Cass would come for visits, stopping at our house for a litter box break before heading to the vet. He’s like the worst two-year-old ever. Touching everything. Never stopping. Caring not that someone wants to talk to him or pet him or even get a good look at his face. He. Never. Stops.
My three cats are miffed when he visits. They watch him from a distance, hiss a little. Spit a little. Glare at me like, “This rotten cousin keeps touching our things. We don’t even play with our feathery-flamingo-on-a-string—it’s strictly for decoration.”
Amara—The Darkness—realized he is the recipient of her missing springs and hates him with a raw, raging passion.
The photos above are for one of his follow-up visits for vaccines. The first pic shows happy-go-lucky Cass. Curious, playful.
Then the vet comes in and says he’s old enough and healthy enough. “It’s time to discuss neutering.”
The second pic shows Cass when he gets the news that his life will be forever, uh, altered.
And the third. Poor baby. He realizes he’s just a wee little kitten and powerless to stop the impending doom of the vet’s scalpel.
I remember the second day of 2021 when our collective countenances were aligned to the first photo.
Happy, curious, peeking around the corner at what’s to come.
I remember January 6 of 2021, too. Yeah… Snip, snip. And the hits kept coming for folks across the globe—all year long.
For our family, the world chaos was coupled with more snip-snip events, a few check-check-and-check events, and a half dozen or so, yup-yup cha-ching moments.
Time to crawl into my bitty kitty carrier and pout, ‘cause there’s nothing I can do about any of it.

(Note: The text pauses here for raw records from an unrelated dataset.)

Issue #14250, opened 2024-04-02
Missing activity for collectible in the details section


stefandunca:
"go to wallet->collectibles->collectible details view -> try observing the activity tab, you will notice this error and also no tx is returned"
Logs errors: `ERR 2024-04-02 13:07:47.627+02:00 error doing rpc request                    topics="rpc" tid=75503 file=core.nim:40 methodName=wallet_updateActivityFilterForSession exception="\nstatus-go error [methodName:wallet_updateActivityFilterForSession, code:-32000, message:session not found ]\n"`

Thanks @Khushboo-dev-cpp for the heads up

PR #14253, opened 2024-04-02
fix(wallet) start a session in case of tmp activity models

stefandunca:
### Closes: #14250

There is still an issue with layouts that I could not find a fix quickly but the activity list works:

https://github.com/status-im/status-desktop/assets/47554641/102286c6-6802-46b2-bfb2-f26248ad8628


Khushboo-dev-cpp (approved):
LGTM and thanks for such a speedy fix :)

PR #14434, opened 2024-04-16
fix: do not display the thousands separator when editing

### LINKED ISSUE #14165: [Communities]: Locale issue with the delimiter when editing the entered airdrop amount
## Description
The edit fields for the token amount should not contain visual delimiters of thousands 

## Steps to reproduce

1. Open AirdropSettingsPanel.qml in storybook, start Airdrop
2. Type "1111", Update
3. Click on the amount again
4. The input field will contain the thousand separator "1,111"

#### Expected behavior
Excel-like approach 

https://github.com/status-im/status-desktop/assets/1083341/b276abba-5e7f-448a-b07a-1c14bc72b538

#### Actual behavior

https://github.com/status-im/status-desktop/assets/1083341/09543d4a-65f3-4226-a370-8d4f87187739

### Additional Information

- Status desktop version: 2.28+ (master)
- Operating System: Macos 14.4
<kbd>
image
</kbd>
as @micieslak suggested:
>  it would be nice to stick to some well known way of handling that
...
> establishing some policy for that would be a great thing

caybro:
### What does the PR do

- teach `userInputLocale` about `Locale.OmitGroupSeparator` option which discards the said thousands separator
- some more fixes to other inputs to do the same, and align what the validators do
- StatusAmountInput: discard illegal characters, and reuse the same locale for the validator
- StatusAmountInputPage: make it possible to select a different locale

Fixes #14165

### Affected areas

(Status)AmountInput, LocaleUtils

Snímek obrazovky z 2024-04-15 11-35-10

image

### DIFF
--- a/ui/imports/shared/controls/AmountInput.qml
+++ b/ui/imports/shared/controls/AmountInput.qml
@@ -11,7 +11,7 @@ Input {
     id: root
 
     property int maximumLength: 10
-    property var locale: Qt.locale()
+    property var locale: LocaleUtils.userInputLocale
 
     readonly property alias amount: d.amount
     property alias multiplierIndex: d.multiplierIndex
@@ -59,7 +59,7 @@ Input {
 
         function getEffectiveDigitsCount(str) {
             const digits = LocaleUtils.getLocalizedDigitsCount(text, root.locale)
-            return str.startsWith(locale.decimalPoint) ? digits + 1 : digits
+            return str.startsWith(root.locale.decimalPoint) ? digits + 1 : digits
         }
 
         function validate() {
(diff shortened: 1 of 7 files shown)


ui/imports/shared/controls/AmountInput.qml
```diff
@@ -11,7 +11,7 @@ Input {
     id: root
 
     property int maximumLength: 10
-    property var locale: Qt.locale()
+    property var locale: LocaleUtils.userInputLocale
```
Seitseman, line 14: Would it make sense to use type 'Locale' instead of 'var' ?
https://doc.qt.io/qt-5/qml-qtqml-locale.html#details

Seitseman (approved):
Looks good

alexjba (approved):
LGTM! Tested

ui/imports/shared/controls/AmountInput.qml
caybro: well... it's safer this way; also in general can by overridden with "anything" when being mocked, ie under Storybook

Issue #14432, opened 2024-04-15
Community updates are lost/erased sometimes (re-evaluation overrides it?)


jrainville:
# Bug Report

## Description

When Iuri adds a permission, if he then adds more permissions, there is a chance that the newest permissions will be removed/lost.

My guess of what is happening is that the member re-evaluation  starts when the first permission is created. Then, when it ends, it saves the community and publishes it. However, that re-evaluation is made on a separate thread, so it does it's own copy of the description. so at the end, if the re-evaluation takes a lot of time, there is a strong chance that it will save and publish an out of date description. In other words, if community changes were made while the re-evaluation was in progress, they will be lost.

I think the most straightforward way to fix this would be to cancel and restart the member reevaluation if `saveAndPublish` is ever called (there is a new version/clock).
Another option would be to make the reevaluation smarter and it got the community description again at the end and just applies the member permissions it calculated to it. However, this solution is more error prone, because if another permission was added that changes the way the members should be, it could cause a temporary weird state.

## Steps to reproduce

0. Have a big community with lots of channels, members, permissions and tokens
  or add some sleeps in the reevaluate method to fake a long time to evaluate
1. Add a community permission
2. Do some other updates, like adding another permission or just editing the name

Wait until the reevaluation is done. See that the changes made at step 2 were lost/overriden.

#### Expected behavior

No change is lost

#### Actual behavior

Changes are lost

### Additional Information

- Status desktop version: 2.28.0

jrainville:
Fixed in https://github.com/status-im/status-go/pull/5060

osmaczko:
> @osmaczko do we need to cherry-pick this to develop/master?

It has been [cherry-picked](https://github.com/status-im/status-go/pull/5063) to status-go develop already.

PR #14445, opened 2024-04-16
chore: bump status-go

osmaczko:
fixes: #14432

status-go PR: https://github.com/status-im/status-go/pull/5060


osmaczko:
@iurimatias could you please give it a try? 

**IMPORTANT**: it is based on 2.28.1 RC1, so you will not be able to go back to 2.28.0

jrainville (approved):

jrainville:
This PR is no longer needed as 2.28.x now points to newer version already.

@iurimatias you can update to the latest 2.28.1 RC and see if everything works well for the control node. It might freeze (UI freeze) when you do an update, but it will unfreeze when the checks and similar end.
If you see that the freeze doesn't end after 30minutes, then we might have a deadlock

Powerless.
As I write this, it’s the second day of 2022. I’m aligned once again with that first photo’s emotion. “Let’s see where this new start goes…” I’ve set some new schedules for writing and the day job juggle.

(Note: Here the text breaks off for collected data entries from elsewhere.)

PR #14452, opened 2024-04-17
feat(ProfileShowcase): Sort and filter collectibles based on token ma…

### LINKED ISSUE #13680: [Profile Showcase] Prepare base model data for collectibles according to needs
### Description

1. Order in hidden section must always be the following (also after moving from in showcase to hidden, the order should be rearranged to the original order):
   - The current order in All accounts (so it needs to take into account the tokens management section).

2. There are also some restrictions and not all the collectibles in the model should be displayed. The ones hidden in tokens managements must be also hidden here.

alexjba:
…nagement settings

### What does the PR do

closes #13680

Use `ManageTokensController` to sort and filter the collectibles model before loading it in the profile showcase view.

### Affected areas

Profile Showcase

https://github.com/status-im/status-desktop/assets/47811206/11dbff68-2c9a-4c32-90bf-90758fc49759

### DIFF
--- a/ui/StatusQ/src/wallet/managetokenscontroller.cpp
+++ b/ui/StatusQ/src/wallet/managetokenscontroller.cpp
@@ -227,6 +227,7 @@ void ManageTokensController::savingFinished()
     incRevision();
 
     setSettingsDirty(false);
+    requestLoadSettings();
 }
 
 void ManageTokensController::loadingStarted()
--- a/ui/app/AppLayouts/Profile/ProfileLayout.qml
+++ b/ui/app/AppLayouts/Profile/ProfileLayout.qml
@@ -20,11 +20,14 @@ import "popups"
 import "views"
 import "views/profile"
 
+import StatusQ 0.1
 import StatusQ.Core 0.1
 import StatusQ.Layout 0.1
 import StatusQ.Controls 0.1
 import StatusQ.Popups.Dialog 0.1
 import StatusQ.Core.Utils 0.1 as SQUtils
+
+import SortFilterProxyModel 0.2
 
 StatusSectionLayout {
     id: root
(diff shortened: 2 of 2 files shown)


ui/StatusQ/src/wallet/managetokenscontroller.cpp
```diff
@@ -227,6 +227,7 @@ void ManageTokensController::savingFinished()
     incRevision();
 
     setSettingsDirty(false);
+    requestLoadSettings();
```
alexjba, line 230: @stefandunca I've noticed the updates are not live and changes are seen in other views only after reloading the views. Binding on `revision` is not enough. This is a quick fix to load the backend settings after `save`.

alexjba:
@MishkaRogachev There's one catch here. We're supposed to hide the tokens from the profile showcase if the token is hidden in the tokens management. This would mean to `save` a new showcase in this case. Ideally we should listen to Tokens Management/Wallet events to update the profile showcase if some token disappears from our list.

I think we should rely on `nim` or status-go to do this. WDYT?

MishkaRogachev:
> @MishkaRogachev There's one catch here. We're supposed to hide the tokens from the profile showcase if the token is hidden in the tokens management. This would mean to `save` a new showcase in this case. Ideally we should listen to Tokens Management/Wallet events to update the profile showcase if some token disappears from our list.
> 
> I think we should rely on `nim` or status-go to do this. WDYT?

Yes, we already do the same for communities and wallet accounts, in status-go. If you create an issue i will take care of it 🙂

MishkaRogachev (approved):
Looks good!

ui/StatusQ/src/wallet/managetokenscontroller.cpp
stefandunca: Indeed, nice catch.

stefandunca (approved):
👍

Little Miss Muse is psyched out of her lavender-loving mind. The story ideas are pouring out of her faster than my fingers can type them down on the to-do list.
(Little Miss Muse also likes it when Cass comes for a visit. Their energy levels are a match made in heaven. Never stopping. Mess-making. Constant motion. Never sleeping. Cass and Little Miss are soul mates. At least until Cass’s life is forever, uh, altered.)
I’m feeling better since New Doc Guy has adjusted some things. I’ve set some personal health milestones for 2022, and with the help of New Doc Guy (and a few attitude adjustments from the Back Guy), I’m looking forward to more progress.
I’ve promised Adult-ish Male Child that I will complete Supernatural this year. That’s a lot of ghostbusting, but alas. He’s been on my case for years, and I can’t seem to get out of Season 1. He promises things get better.
We discussed how to do more of those “Happy on Purpose” moments in 2022.
Here’s to 2022 and all the progress and forward momentum it can bring. Praying/hoping/wishing any and all snip-snip events remain at bay, for alas. We are just wee little humans with little control over anyone else’s scalpels.